PR #165, opened 2021-11-26
Merge join() and init() methods in webrtc/videoroom's room.ts into one method

### LINKED ISSUE #164: Merge join and init methods in videoroom demo
I don't really understand an advantage of splitting [Room#init()](https://github.com/membraneframework/membrane_demo/blob/master/webrtc/videoroom/assets/src/room.ts#L82) and [Room#join()](https://github.com/membraneframework/membrane_demo/blob/master/webrtc/videoroom/assets/src/room.ts#L101) into separate functions. This design leads to a weird implementation in [index.ts](https://github.com/membraneframework/membrane_demo/blob/master/webrtc/videoroom/assets/src/index.ts#L4):
``` js
room.init().then(() => room.join());
```
which basically means that `room.join()` and `room.init()` are called synchronously one after another. I couldn't imagine any use case of calling the `room.init()` without calling the `room.join()`, at least in terms of our demo.

If there are no clear disadvantages of merging those functions into one (e.g. simply `join`) I would suggest doing so.

varsill:
closes #164

### DIFF
--- a/webrtc/videoroom/assets/src/index.ts
+++ b/webrtc/videoroom/assets/src/index.ts
@@ -1,4 +1,4 @@
 import { Room } from "./room";
 
-let room = new Room();
+const room = new Room();
 room.join();
--- a/webrtc/videoroom/assets/src/index.ts
+++ b/webrtc/videoroom/assets/src/index.ts
@@ -1,8 +1,4 @@
 import { Room } from "./room";
 
 let room = new Room();
-try {
-  room.join();
-} catch (error) {
-  console.log("error243", error);
-}
+room.join();
--- a/webrtc/videoroom/assets/src/index.ts
+++ b/webrtc/videoroom/assets/src/index.ts
@@ -1,4 +1,8 @@
 import { Room } from "./room";
 
 let room = new Room();
-room.init().then(() => room.join());
+try {
+  room.join();
+} catch (error) {
+  console.log("error243", error);
+}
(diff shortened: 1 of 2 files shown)


webrtc/videoroom/assets/src/room.ts
```diff
@@ -79,7 +79,21 @@ export class Room {
     );
   }
 
-  public init = async () => {
+  public join = () => {
+    this.init()
```
Qizot, line 83: Can't you make the join function async and then use `await` and `try/catch` syntax instead of `then` and `catch`? Promises in JS are eager instead of being lazy so it will eventually execute, you just have to use await if you want it to finish executing before certain point in code. So calling `room.join` will behave the same being and not being asynchronous.

Qizot (changes requested):

webrtc/videoroom/assets/src/room.ts
varsill: Sure, makes sense, I will change this

Qizot (approved):

webrtc/videoroom/assets/src/index.ts
```diff
@@ -1,4 +1,4 @@
 import { Room } from "./room";
 
 let room = new Room();
```
Qizot, line 3: Can you change `let` to `const`?

varsill: sure ;) done

PR #646, opened 2026-08-04
Require `RBI::Type` objects throughout the model

Morriar:
## What

This PR removes the backwards-compatible support for passing type strings to RBI model objects. APIs that previously accepted `RBI::Type | String` now accept only `RBI::Type`.

It also migrates internal producers and consumers to the new contract:

- The parser converts type syntax into `RBI::Type` objects using `Type.parse_string`.
- Signature return types, signature parameters, and `T::Struct` fields are represented as `Type`.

EXERCISE AIM: Copy the entries above exactly, so that each line matches the original.

ANSWER SPACE:
PR #165, opened 2021-11-26
Merge join() and init() methods in webrtc/videoroom's room.ts into one method

### LINKED ISSUE #164: Merge join and init methods in videoroom demo
I don't really understand an advantage of splitting [Room#init()](https://github.com/membraneframework/membrane_demo/blob/master/webrtc/videoroom/assets/src/room.ts#L82) and [Room#join()](https://github.com/membraneframework/membrane_demo/blob/master/webrtc/videoroom/assets/src/room.ts#L101) into separate functions. This design leads to a weird implementation in [index.ts](https://github.com/membraneframework/membrane_demo/blob/master/webrtc/videoroom/assets/src/index.ts#L4):
``` js
room.init().then(() => room.join());
```
which basically means that `room.join()` and `room.init()` are called synchronously one after another. I couldn't imagine any use case of calling the `room.init()` without calling the `room.join()`, at least in terms of our demo.

If there are no clear disadvantages of merging those functions into one (e.g. simply `join`) I would suggest doing so.

varsill:
closes #164

### DIFF
--- a/webrtc/videoroom/assets/src/index.ts
+++ b/webrtc/videoroom/assets/src/index.ts
@@ -1,4 +1,4 @@
 import { Room } from "./room";
 
-let room = new Room();
+const room = new Room();
 room.join();
--- a/webrtc/videoroom/assets/src/index.ts
+++ b/webrtc/videoroom/assets/src/index.ts
@@ -1,8 +1,4 @@
 import { Room } from "./room";
 
 let room = new Room();
-try {
-  room.join();
-} catch (error) {
-  console.log("error243", error);
-}
+room.join();
--- a/webrtc/videoroom/assets/src/index.ts
+++ b/webrtc/videoroom/assets/src/index.ts
@@ -1,4 +1,8 @@
 import { Room } from "./room";
 
 let room = new Room();
-room.init().then(() => room.join());
+try {
+  room.join();
+} catch (error) {
+  console.log("error243", error);
+}
(diff shortened: 1 of 2 files shown)


webrtc/videoroom/assets/src/room.ts
```diff
@@ -79,7 +79,21 @@ export class Room {
     );
   }
 
-  public init = async () => {
+  public join = () => {
+    this.init()
```
Qizot, line 83: Can't you make the join function async and then use `await` and `try/catch` syntax instead of `then` and `catch`? Promises in JS are eager instead of being lazy so it will eventually execute, you just have to use await if you want it to finish executing before certain point in code. So calling `room.join` will behave the same being and not being asynchronous.

Qizot (changes requested):

webrtc/videoroom/assets/src/room.ts
varsill: Sure, makes sense, I will change this

Qizot (approved):

webrtc/videoroom/assets/src/index.ts
```diff
@@ -1,4 +1,4 @@
 import { Room } from "./room";
 
 let room = new Room();
```
Qizot, line 3: Can you change `let` to `const`?

varsill: sure ;) done

PR #646, opened 2026-08-04
Require `RBI::Type` objects throughout the model

Morriar:
## What

This PR removes the backwards-compatible support for passing type strings to RBI model objects. APIs that previously accepted `RBI::Type | String` now accept only `RBI::Type`.

It also migrates internal producers and consumers to the new contract:

- The parser converts type syntax into `RBI::Type` objects using `Type.parse_string`.
- Signature return types, signature parameters, and `T::Struct` fields are represented as `Type`.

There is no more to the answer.